Similarly, Todd mentioned a scare before joining the study. He had realized his behavior on alcohol often hurt the people around him and decided to quit drinking. “That was the beginning of what happened to me afterward,” he says.

Becoming sober made him reflect on “what kind of person I wanted to be long-term.” He realized he wanted to be a healthy dad and husband, and what he learned about his body and nutrition through the study gave him the tools to achieve that.
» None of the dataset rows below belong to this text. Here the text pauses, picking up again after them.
PR #90, opened 2020-10-30
create a new Makefile target for spoke deploy on kind

mikeshng:
Signed-off-by: Mike Ng <ming@redhat.com>

create a new target that focuses on deploy spoke on kind.

As discussed with @qiujian16 this is needed for https://github.com/open-cluster-management/website/pull/4

### DIFF
--- a/Makefile
+++ b/Makefile
@@ -37,6 +37,8 @@ OLM_VERSION?=0.16.1
 KUBECTL?=kubectl
 KUBECONFIG?=./.kubeconfig
 KLUSTERLET_KUBECONFIG_CONTEXT?=$(shell $(KUBECTL) config current-context)
+KLUSTERLET_KIND_KUBECONFIG?=$(HOME)/cluster1-kubeconfig
+HUB_KIND_KUBECONFIG?=$(HOME)/hub-kubeconfig
 KIND_CLUSTER?=kind
 
 OPERATOR_SDK_ARCHOS:=x86_64-linux-gnu
@@ -101,6 +103,10 @@ install-olm: ensure-operator-sdk
 	$(KUBECTL) get crds | grep clusterserviceversion ; if [ $$? -ne 0 ] ; then $(OPERATOR_SDK) olm install --version $(OLM_VERSION); fi
 	$(KUBECTL) get ns open-cluster-management ; if [ $$? -ne 0 ] ; then $(KUBECTL) create ns open-cluster-management ; fi
 
+install-olm-kind: ensure-operator-sdk
+	$(KUBECTL) --kubeconfig=$(KLUSTERLET_KIND_KUBECONFIG) get crds | grep clusterserviceversion ; if [ $$? -ne 0 ] ; then $(OPERATOR_SDK) olm install --version $(OLM_VERSION); fi
+	$(KUBECTL) --kubeconfig=$(KLUSTERLET_KIND_KUBECONFIG) get ns open-cluster-management ; if [ $$? -ne 0 ] ; then $(KUBECTL) create ns open-cluster-management ; fi
+
 deploy-hub: deploy-hub-operator apply-hub-cr
 
 deploy-hub-operator: install-olm munge-hub-csv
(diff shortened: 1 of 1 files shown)


Makefile
```diff
@@ -116,6 +122,9 @@ clean-hub: ensure-operator-sdk
 cluster-ip:
   CLUSTER_IP?=$(shell $(KUBECTL) get svc kubernetes -n default -o jsonpath="{.spec.clusterIP}")
 
+cluster-ip-kind:
```
qiujian16: cluster-hub-ip-kind?

Makefile
```diff
@@ -137,9 +153,17 @@ deploy-spoke: deploy-spoke-operator apply-spoke-cr
 deploy-spoke-operator: install-olm munge-spoke-csv bootstrap-secret
 	$(OPERATOR_SDK) run packagemanifests deploy/klusterlet/olm-catalog/klusterlet/ --namespace open-cluster-management --version $(CSV_VERSION) --install-mode SingleNamespace=open-cluster-management --timeout=10m
 
+deploy-spoke-kind: deploy-spoke-operator-kind apply-spoke-cr-kind
+
+deploy-spoke-operator-kind: install-olm-kind munge-spoke-csv bootstrap-secret-kind
+	$(OPERATOR_SDK) run packagemanifests deploy/klusterlet/olm-catalog/klusterlet/ --namespace open-cluster-management --version $(CSV_VERSION) --install-mode SingleNamespace=open-cluster-management --timeout=10m
+
 apply-spoke-cr:
 	$(SED_CMD) -e "s,quay.io/open-cluster-management/registration,$(REGISTRATION_IMAGE)," -e "s,quay.io/open-cluster-management/work,$(WORK_IMAGE)," deploy/klusterlet/config/samples/operator_open-cluster-management_klusterlets.cr.yaml | $(KUBECTL) apply -f -
```
qiujian16, line 162: we may not need  this sed command for now, since it is only used for e2e

Makefile
```diff
@@ -116,6 +122,9 @@ clean-hub: ensure-operator-sdk
 cluster-ip:
   CLUSTER_IP?=$(shell $(KUBECTL) get svc kubernetes -n default -o jsonpath="{.spec.clusterIP}")
 
+cluster-ip-kind:
+  CLUSTER_IP_KIND?=$(shell $(KUBECTL) --kubeconfig=$(HUB_KIND_KUBECONFIG) config view | grep server | awk '{ print $2 }' | cut -f3 -d/ | cut -f1 -d:)
```
qiujian16, line 126: it seems to me you do not need HUB_KIND_KUBECONFIG, KUBECONFIG is good enough?

Makefile
mikeshng: Thanks for the good catch. I will remove sed command.

Makefile
mikeshng: In my PR for the website, I actually changed exporting of the kubeconfig from hub to the managed one see: https://github.com/mikeshng/website/blob/update-foundation/content/getting-started/register-cluster.md#install-from-source

The main reason I did this is because of the olm install step doesn't seem to take in a kubeconfig and just uses whatever kubeconfig env is currently set. 
`$(OPERATOR_SDK) olm install --version $(OLM_VERSION)`
and during the deploy spoke we want to install the olm in the managed cluster.

So technically I actually didn't need to define `KLUSTERLET_KIND_KUBECONFIG` anymore. 

Reasons why I have both `HUB_KIND_KUBECONFIG` and `KLUSTERLET_KIND_KUBECONFIG` defined:
- the deploy spoke step is very complicated because involves interacting with the hub and the managed kubeconfig. having a clear variable makes the code a bit easier to understand.
- the `HUB_KIND_KUBECONFIG` is needed for the hub secret creation step
- I changed the instruction on the website to export KUBECONFIG as the managed one also makes it a bit easier to follow for the user since they are now prepping the managed cluster so it's more natural to export the kubeconfig as the managed one.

4) The quality of your diet may be more important than whether you’re eating low-fat or low-carb

As you can see in the chart, the participants following the low-carb and low-fat diet had virtually identical distributions of weight loss. This fact was not lost on the four participants I spoke to.

In the study, Dawn Diaz was assigned to the low-fat diet, which initially disappointed her. (She had tried the Atkins low-carb diet in the past, and it had helped her lose weight quickly.) But she soon realized focusing on the quality of the foods she was eating, and how she was eating them, probably mattered more for her in the long run than whether she was eating more carbs or fat.

“Eating whole foods [helped],” she said. “It fills you up; you feel like you’ve eaten enough. [And] I try to avoid the fast food.”

Dawn learned this from the researchers, who described quality nutrition to the study participants this way:

... focus on whole, real foods that were mostly prepared at home when possible, and specifically included as many vegetables as possible, every day ... choose lean grass-fed and pasture-raised animal foods as well as sustainable fish ... eliminate, as much as possible, processed food products, including those with added sugars, refined white flour products, or trans-fats ... prepare as much of their own food as possible. ...

Dawn started planning her meals based on groceries she bought and sitting down to eat them (instead of eating in the car, as she used to). She also started organizing activities like walks or hikes with her daughters, rather than her default weekend activity of bringing them to restaurants for big meals. Overall, the study changed her relationship with food, she said.

Perhaps even more importantly, both Todd and Dawn — the pair who lost the most weight — did not feel like their new diets were hardships. They enjoyed learning about nutrition and healthy food preparation. They drew inspiration from the life circumstances they found themselves in. They felt empowered on the diet, and felt that the habits they picked up were sustainable and easy to maintain — at least for the moment.

Interestingly, the focus on quality did not work for Denis and Elizabeth, the pair who did not lose much or even gained in the study. Denis felt he had a hard time saying no to junk foods and didn’t have enough time and motivation to prepare healthy alternatives consistently. He also felt frustrated by the fact that he struggled to apply everything he learned about nutrition. Elizabeth, meanwhile, felt she could have used more advice on how to cut calories and portion sizes, instead of all the focus on eating healthy foods.

And that leads us to one of the burning mysteries of diets: how to explain why some people fail where others succeed — or the extreme variation in responses. Right now, science doesn’t have compelling answers, but the unifying theme from the four study participants should be instructive: The particulars of their diets — how many carbs or how much fat they were eating — were almost afterthoughts. Instead, it was their jobs, life circumstances, and where they lived that nudged them toward better health or crashing.

*Elizabeth asked that her name be changed to protect her privacy.